↓
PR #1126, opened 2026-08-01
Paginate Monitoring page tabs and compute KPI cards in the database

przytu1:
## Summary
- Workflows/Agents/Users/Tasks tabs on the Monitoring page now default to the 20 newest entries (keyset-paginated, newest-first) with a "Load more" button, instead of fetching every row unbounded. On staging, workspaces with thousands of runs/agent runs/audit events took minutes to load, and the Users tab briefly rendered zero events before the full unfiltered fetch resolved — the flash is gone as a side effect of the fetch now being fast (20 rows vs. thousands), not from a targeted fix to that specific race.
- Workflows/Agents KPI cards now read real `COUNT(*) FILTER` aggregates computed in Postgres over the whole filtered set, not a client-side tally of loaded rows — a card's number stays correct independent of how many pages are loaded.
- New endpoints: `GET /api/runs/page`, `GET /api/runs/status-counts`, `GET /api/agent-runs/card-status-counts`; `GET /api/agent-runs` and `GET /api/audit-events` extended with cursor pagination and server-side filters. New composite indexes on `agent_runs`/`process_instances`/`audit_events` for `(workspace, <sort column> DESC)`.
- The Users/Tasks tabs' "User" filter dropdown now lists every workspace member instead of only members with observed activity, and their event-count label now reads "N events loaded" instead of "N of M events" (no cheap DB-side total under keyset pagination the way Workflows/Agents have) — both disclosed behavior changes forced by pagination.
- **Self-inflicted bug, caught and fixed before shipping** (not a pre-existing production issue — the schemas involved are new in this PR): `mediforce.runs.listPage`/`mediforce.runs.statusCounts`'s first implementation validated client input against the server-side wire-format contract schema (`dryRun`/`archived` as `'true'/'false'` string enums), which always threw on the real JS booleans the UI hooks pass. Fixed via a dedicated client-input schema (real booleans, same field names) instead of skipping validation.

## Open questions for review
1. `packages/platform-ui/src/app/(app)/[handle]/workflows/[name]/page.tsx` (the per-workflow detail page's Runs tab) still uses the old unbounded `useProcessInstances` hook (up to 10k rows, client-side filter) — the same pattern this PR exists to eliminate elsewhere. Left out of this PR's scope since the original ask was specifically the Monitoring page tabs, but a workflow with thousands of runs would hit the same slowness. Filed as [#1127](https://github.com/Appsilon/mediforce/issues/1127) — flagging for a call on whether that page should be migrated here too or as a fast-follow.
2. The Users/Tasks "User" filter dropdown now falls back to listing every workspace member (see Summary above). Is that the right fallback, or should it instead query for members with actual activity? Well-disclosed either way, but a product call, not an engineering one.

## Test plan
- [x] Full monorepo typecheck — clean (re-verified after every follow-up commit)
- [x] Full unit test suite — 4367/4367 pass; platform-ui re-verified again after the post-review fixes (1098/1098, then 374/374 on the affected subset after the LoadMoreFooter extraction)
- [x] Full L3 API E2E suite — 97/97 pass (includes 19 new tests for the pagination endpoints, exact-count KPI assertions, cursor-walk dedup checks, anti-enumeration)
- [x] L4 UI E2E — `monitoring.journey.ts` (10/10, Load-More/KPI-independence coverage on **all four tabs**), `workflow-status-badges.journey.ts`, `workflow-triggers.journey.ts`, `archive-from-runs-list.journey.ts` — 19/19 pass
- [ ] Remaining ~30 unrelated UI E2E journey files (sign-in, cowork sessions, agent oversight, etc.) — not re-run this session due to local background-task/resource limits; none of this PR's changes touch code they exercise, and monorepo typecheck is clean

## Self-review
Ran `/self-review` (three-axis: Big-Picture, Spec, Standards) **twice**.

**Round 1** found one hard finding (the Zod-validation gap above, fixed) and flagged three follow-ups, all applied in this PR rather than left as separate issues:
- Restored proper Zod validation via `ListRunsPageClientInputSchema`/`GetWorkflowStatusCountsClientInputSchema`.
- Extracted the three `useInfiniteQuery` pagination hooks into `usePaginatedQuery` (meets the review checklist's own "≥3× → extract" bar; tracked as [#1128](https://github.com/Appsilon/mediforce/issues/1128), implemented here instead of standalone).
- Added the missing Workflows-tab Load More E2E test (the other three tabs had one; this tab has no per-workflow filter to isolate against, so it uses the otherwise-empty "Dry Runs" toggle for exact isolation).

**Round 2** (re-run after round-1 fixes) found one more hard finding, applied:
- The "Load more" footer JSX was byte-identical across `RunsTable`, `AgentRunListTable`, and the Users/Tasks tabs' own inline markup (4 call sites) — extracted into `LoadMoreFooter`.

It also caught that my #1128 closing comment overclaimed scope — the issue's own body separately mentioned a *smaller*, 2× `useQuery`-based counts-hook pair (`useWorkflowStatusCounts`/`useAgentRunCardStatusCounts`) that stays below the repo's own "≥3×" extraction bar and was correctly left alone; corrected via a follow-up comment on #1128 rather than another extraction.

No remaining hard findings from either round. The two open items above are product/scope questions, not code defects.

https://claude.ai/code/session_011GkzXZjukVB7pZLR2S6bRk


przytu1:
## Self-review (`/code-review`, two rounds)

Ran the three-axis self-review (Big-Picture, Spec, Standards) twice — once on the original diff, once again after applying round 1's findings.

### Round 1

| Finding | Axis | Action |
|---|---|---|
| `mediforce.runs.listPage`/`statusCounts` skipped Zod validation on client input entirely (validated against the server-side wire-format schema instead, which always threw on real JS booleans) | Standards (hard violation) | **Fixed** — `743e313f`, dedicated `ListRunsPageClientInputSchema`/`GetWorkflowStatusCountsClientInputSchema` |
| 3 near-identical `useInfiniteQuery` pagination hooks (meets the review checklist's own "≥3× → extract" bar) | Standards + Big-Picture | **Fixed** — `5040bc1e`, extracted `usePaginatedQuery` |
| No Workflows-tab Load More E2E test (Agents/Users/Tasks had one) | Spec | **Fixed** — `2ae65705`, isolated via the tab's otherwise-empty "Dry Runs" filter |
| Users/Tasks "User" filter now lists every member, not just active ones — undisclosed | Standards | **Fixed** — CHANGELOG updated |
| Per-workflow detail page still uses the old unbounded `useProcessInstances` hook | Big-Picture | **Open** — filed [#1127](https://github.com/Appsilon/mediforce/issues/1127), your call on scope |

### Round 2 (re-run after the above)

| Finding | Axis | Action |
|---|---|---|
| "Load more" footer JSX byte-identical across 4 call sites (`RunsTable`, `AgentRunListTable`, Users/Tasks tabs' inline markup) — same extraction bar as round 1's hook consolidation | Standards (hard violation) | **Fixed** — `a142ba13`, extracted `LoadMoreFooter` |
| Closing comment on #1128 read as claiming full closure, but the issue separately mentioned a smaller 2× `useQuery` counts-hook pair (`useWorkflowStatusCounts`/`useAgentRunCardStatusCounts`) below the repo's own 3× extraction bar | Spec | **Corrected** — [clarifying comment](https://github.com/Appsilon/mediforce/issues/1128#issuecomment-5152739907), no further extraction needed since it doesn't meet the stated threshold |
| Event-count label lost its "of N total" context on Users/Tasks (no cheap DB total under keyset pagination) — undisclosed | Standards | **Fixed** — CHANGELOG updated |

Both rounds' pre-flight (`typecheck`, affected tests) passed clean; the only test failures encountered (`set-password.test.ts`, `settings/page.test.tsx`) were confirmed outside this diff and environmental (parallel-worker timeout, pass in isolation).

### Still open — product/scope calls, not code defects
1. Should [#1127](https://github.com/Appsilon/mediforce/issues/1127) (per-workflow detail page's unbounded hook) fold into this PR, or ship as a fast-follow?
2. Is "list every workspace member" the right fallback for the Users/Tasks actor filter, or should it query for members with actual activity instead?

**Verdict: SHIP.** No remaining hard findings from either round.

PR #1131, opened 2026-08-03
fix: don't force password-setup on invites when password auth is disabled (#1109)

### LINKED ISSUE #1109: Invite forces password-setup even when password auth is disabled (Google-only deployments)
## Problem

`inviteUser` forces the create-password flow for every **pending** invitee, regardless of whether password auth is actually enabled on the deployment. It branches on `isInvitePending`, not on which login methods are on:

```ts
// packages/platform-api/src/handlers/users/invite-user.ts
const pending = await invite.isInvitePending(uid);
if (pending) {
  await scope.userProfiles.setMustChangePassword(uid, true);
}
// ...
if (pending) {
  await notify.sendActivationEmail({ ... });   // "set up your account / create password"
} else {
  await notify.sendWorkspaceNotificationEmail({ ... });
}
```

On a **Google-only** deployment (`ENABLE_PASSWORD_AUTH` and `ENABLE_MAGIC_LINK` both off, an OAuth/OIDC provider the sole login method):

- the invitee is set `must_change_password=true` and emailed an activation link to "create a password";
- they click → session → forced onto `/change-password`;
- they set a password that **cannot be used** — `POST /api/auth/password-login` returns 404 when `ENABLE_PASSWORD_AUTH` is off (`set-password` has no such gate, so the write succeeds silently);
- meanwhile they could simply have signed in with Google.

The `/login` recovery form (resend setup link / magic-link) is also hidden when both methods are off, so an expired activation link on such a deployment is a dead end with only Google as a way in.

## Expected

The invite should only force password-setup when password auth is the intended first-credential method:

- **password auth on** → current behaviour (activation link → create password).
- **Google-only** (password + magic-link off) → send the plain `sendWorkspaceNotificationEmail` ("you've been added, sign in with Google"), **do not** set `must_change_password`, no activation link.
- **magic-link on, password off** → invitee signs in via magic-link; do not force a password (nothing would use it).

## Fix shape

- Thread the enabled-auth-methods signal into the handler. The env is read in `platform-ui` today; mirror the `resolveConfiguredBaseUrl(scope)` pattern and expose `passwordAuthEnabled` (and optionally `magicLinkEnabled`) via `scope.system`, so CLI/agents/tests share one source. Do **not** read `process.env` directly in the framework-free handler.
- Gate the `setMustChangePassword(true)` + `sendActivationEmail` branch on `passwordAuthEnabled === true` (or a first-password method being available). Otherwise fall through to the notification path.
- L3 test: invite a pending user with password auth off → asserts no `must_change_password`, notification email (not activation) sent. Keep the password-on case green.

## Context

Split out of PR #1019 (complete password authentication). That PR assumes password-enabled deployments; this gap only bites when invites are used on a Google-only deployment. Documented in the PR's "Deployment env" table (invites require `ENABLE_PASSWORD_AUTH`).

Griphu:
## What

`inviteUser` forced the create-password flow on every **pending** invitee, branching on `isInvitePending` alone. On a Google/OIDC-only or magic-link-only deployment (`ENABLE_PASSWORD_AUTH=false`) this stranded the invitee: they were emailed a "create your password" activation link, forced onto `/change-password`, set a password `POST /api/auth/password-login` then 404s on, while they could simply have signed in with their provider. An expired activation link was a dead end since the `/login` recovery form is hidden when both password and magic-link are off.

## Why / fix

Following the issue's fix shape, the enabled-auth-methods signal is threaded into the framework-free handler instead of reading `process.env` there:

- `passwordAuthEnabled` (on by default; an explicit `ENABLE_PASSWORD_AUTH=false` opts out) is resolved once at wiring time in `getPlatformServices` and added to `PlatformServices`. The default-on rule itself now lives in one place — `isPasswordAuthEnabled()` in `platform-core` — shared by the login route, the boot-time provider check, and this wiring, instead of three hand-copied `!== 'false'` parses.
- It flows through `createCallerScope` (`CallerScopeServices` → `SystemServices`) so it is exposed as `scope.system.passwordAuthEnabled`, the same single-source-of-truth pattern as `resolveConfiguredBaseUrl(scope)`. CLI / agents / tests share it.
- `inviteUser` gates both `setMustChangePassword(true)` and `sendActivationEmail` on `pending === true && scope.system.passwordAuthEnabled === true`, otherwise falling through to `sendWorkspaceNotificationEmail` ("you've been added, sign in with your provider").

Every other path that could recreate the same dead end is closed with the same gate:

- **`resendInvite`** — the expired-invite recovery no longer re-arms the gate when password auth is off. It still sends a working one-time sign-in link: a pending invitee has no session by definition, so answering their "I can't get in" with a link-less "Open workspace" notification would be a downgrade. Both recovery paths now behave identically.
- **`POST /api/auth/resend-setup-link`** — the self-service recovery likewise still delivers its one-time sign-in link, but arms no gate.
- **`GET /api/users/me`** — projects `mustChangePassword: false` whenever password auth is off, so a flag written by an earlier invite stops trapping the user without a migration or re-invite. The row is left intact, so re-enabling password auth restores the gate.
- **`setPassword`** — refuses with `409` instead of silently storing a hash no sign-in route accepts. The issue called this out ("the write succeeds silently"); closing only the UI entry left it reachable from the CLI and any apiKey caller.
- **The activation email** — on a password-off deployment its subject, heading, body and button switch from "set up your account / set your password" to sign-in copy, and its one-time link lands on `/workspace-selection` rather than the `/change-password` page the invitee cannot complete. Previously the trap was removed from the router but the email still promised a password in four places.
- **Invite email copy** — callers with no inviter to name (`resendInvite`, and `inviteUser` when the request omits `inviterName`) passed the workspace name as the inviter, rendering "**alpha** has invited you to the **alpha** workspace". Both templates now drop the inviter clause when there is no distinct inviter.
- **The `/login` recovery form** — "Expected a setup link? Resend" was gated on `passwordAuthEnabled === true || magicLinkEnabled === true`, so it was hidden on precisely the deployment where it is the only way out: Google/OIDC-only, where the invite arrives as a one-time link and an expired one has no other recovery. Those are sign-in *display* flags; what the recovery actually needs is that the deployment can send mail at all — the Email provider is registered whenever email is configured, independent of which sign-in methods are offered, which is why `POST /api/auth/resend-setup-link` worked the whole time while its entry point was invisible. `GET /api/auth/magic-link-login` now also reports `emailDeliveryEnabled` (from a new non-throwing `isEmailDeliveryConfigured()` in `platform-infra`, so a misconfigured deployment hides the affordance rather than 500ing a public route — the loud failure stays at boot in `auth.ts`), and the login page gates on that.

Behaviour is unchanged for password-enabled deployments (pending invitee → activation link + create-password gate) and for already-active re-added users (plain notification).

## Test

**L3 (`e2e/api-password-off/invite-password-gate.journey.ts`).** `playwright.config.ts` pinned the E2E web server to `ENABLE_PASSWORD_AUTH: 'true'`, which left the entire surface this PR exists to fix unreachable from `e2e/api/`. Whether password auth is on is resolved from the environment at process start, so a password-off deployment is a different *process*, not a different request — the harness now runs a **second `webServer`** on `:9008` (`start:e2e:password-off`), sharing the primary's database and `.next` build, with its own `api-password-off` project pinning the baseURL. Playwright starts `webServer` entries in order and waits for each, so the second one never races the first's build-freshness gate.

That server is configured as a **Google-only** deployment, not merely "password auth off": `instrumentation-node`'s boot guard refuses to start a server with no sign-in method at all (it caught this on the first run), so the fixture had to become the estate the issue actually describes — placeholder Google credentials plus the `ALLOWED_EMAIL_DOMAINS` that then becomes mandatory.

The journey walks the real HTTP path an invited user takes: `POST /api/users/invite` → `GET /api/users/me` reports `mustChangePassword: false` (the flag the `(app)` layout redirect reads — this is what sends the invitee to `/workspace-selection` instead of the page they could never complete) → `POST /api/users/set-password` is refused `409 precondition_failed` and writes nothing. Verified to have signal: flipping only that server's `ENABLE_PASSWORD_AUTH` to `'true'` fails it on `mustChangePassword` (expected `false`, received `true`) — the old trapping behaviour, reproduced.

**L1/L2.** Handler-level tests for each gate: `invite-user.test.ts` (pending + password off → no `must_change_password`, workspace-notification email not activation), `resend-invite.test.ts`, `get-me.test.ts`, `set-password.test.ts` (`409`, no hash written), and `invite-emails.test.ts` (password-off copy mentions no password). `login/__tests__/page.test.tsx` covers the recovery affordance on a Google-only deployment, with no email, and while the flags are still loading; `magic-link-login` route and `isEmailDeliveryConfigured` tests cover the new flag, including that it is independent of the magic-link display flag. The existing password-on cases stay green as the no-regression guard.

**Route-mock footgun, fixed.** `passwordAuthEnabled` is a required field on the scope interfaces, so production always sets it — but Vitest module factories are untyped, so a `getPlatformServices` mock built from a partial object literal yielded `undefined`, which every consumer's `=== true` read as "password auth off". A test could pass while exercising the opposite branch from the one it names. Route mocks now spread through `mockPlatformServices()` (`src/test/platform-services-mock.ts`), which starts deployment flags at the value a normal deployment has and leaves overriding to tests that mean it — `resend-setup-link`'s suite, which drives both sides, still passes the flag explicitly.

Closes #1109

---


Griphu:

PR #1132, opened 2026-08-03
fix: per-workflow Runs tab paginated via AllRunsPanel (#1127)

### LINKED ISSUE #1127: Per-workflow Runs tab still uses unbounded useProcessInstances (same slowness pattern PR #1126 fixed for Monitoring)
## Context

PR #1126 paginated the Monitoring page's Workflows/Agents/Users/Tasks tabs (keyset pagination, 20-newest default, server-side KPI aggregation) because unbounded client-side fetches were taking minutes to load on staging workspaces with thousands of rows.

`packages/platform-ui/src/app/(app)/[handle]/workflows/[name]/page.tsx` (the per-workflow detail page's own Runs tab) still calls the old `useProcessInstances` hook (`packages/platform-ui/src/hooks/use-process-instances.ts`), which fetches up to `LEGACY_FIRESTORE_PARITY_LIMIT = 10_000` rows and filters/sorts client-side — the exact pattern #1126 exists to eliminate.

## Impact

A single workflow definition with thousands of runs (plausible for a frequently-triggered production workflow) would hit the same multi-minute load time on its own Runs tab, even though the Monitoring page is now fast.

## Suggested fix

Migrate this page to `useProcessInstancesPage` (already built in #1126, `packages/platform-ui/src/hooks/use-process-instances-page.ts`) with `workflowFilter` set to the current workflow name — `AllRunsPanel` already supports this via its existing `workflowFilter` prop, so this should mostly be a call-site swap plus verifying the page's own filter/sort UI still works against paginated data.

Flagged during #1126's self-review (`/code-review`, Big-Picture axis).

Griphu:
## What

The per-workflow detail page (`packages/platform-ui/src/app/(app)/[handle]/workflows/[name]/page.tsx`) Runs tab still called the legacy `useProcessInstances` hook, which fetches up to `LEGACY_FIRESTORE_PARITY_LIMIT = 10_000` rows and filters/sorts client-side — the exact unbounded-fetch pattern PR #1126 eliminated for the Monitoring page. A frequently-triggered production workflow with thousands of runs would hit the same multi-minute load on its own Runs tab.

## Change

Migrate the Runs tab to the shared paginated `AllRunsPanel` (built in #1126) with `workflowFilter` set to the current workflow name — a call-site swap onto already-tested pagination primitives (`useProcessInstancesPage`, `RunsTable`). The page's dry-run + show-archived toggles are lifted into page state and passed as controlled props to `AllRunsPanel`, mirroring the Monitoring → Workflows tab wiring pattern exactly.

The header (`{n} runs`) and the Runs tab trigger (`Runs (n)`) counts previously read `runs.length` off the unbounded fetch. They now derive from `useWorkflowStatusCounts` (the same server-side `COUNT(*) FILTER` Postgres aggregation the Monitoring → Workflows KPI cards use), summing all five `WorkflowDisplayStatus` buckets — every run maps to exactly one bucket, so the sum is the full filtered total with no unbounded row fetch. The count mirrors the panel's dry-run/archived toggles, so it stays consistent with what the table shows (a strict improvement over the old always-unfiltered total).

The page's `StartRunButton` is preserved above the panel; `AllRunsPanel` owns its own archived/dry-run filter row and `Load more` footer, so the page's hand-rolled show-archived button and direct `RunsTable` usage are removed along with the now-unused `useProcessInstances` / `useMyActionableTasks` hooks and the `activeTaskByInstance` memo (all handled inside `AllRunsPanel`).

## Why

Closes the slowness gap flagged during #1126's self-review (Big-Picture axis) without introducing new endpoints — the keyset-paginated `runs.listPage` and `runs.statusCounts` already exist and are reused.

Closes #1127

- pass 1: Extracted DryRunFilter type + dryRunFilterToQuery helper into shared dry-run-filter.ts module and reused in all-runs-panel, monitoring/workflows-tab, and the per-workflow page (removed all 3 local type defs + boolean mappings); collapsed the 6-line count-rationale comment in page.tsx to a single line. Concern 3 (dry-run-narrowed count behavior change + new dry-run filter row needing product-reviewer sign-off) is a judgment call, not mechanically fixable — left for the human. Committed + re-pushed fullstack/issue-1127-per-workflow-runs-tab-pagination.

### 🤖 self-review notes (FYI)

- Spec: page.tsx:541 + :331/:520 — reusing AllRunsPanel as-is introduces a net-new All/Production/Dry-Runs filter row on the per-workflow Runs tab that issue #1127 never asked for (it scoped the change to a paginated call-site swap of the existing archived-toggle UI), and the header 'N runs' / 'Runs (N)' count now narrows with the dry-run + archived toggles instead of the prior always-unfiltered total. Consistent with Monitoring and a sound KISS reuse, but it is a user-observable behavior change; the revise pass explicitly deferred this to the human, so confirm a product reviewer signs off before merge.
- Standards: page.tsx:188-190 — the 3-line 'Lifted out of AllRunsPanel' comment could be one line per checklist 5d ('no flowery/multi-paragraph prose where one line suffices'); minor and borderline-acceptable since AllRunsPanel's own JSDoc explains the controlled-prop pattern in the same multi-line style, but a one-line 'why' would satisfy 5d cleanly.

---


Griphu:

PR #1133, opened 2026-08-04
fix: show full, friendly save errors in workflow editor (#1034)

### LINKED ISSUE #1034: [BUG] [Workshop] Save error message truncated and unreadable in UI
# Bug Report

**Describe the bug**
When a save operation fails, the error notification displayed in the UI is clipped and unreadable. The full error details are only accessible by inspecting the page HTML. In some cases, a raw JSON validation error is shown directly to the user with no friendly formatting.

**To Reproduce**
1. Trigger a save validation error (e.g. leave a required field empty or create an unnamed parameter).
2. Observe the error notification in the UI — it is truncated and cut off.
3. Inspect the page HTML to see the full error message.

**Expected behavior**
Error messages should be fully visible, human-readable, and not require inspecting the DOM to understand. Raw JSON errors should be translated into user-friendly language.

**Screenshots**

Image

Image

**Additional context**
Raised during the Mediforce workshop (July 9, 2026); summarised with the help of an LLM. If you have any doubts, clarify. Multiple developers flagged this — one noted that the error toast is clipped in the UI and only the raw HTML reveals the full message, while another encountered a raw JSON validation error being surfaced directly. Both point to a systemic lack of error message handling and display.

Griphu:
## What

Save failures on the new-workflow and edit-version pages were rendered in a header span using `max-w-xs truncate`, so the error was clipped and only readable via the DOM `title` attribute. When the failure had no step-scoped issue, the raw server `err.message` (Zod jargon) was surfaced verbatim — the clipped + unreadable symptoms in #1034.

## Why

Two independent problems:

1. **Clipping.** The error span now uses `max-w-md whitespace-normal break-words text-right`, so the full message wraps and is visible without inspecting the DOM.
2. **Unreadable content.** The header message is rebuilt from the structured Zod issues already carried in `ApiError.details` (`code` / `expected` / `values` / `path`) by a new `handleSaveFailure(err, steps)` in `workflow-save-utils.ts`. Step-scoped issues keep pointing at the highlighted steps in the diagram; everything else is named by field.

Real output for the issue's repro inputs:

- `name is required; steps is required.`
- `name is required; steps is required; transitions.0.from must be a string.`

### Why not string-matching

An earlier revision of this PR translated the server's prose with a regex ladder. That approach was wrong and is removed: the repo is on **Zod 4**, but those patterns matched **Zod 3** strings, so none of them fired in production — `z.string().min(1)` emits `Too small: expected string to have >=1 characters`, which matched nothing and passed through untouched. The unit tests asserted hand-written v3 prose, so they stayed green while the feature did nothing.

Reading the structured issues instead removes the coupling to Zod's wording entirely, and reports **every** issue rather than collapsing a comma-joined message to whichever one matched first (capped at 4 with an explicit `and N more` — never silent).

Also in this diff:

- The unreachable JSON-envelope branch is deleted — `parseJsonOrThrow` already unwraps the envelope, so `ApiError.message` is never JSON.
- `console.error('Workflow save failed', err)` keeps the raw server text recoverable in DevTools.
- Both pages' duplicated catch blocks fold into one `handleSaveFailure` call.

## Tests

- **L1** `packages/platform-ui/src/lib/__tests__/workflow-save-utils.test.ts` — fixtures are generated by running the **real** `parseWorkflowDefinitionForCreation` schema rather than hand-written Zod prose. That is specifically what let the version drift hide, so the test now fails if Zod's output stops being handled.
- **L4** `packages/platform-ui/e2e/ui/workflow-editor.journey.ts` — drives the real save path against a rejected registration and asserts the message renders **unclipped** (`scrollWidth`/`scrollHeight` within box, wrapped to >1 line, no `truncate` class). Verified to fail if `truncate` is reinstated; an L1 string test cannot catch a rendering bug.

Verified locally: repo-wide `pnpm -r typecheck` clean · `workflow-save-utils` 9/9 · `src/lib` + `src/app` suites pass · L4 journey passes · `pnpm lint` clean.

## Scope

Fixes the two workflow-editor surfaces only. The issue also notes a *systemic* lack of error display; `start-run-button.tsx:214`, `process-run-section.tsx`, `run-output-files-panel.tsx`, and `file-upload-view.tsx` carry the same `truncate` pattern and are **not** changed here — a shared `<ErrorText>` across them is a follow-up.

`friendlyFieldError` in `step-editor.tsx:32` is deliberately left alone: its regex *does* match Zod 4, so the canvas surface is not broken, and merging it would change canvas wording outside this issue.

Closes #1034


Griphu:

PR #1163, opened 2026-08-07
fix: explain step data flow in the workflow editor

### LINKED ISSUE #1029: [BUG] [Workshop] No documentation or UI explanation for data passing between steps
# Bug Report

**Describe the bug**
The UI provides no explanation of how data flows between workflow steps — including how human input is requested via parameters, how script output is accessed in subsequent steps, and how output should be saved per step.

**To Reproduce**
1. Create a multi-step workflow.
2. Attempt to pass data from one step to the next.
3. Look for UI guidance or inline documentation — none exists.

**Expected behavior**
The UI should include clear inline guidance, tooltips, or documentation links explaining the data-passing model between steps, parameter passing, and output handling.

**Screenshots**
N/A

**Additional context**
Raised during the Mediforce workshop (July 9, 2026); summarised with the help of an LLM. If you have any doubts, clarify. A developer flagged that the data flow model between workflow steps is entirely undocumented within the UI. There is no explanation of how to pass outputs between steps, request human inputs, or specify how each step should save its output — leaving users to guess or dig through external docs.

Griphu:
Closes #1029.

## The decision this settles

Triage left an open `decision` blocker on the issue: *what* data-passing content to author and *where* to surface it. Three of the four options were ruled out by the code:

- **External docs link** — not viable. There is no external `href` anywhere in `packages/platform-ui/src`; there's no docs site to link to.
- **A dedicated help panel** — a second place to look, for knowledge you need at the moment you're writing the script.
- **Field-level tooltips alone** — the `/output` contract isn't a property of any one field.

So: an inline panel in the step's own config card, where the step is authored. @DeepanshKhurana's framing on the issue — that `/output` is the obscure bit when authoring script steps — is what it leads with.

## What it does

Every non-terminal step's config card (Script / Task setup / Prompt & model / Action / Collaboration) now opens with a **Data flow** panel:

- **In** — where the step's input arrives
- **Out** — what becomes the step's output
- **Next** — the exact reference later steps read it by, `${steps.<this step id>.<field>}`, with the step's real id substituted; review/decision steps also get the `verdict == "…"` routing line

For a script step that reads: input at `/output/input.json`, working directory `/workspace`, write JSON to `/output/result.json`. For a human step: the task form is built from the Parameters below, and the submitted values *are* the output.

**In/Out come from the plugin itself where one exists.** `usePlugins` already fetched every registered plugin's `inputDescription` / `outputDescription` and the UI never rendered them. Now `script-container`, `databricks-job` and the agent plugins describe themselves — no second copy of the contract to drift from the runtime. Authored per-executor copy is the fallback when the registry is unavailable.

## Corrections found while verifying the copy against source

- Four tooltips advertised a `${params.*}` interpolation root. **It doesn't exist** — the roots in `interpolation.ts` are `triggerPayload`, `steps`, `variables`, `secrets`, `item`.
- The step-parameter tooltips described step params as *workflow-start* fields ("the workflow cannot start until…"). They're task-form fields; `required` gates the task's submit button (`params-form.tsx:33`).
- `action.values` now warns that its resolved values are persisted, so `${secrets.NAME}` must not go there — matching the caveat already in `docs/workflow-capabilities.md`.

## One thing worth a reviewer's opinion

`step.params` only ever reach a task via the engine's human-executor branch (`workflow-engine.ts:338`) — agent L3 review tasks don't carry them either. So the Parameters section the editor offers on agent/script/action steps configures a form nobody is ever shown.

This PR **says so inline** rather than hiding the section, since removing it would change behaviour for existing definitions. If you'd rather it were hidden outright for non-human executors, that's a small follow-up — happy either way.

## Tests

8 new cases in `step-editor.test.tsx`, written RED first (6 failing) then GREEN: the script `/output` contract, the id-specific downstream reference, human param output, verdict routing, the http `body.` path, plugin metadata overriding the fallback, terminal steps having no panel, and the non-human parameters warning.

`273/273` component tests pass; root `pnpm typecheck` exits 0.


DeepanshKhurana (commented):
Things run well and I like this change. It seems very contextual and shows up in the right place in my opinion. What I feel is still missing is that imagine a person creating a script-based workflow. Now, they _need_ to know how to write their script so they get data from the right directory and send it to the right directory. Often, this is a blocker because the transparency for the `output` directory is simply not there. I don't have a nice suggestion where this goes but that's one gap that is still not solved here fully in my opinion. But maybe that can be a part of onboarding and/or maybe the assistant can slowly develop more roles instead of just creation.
↑
In the material above, tally each line where "await" appears, and respond with only the tally.

4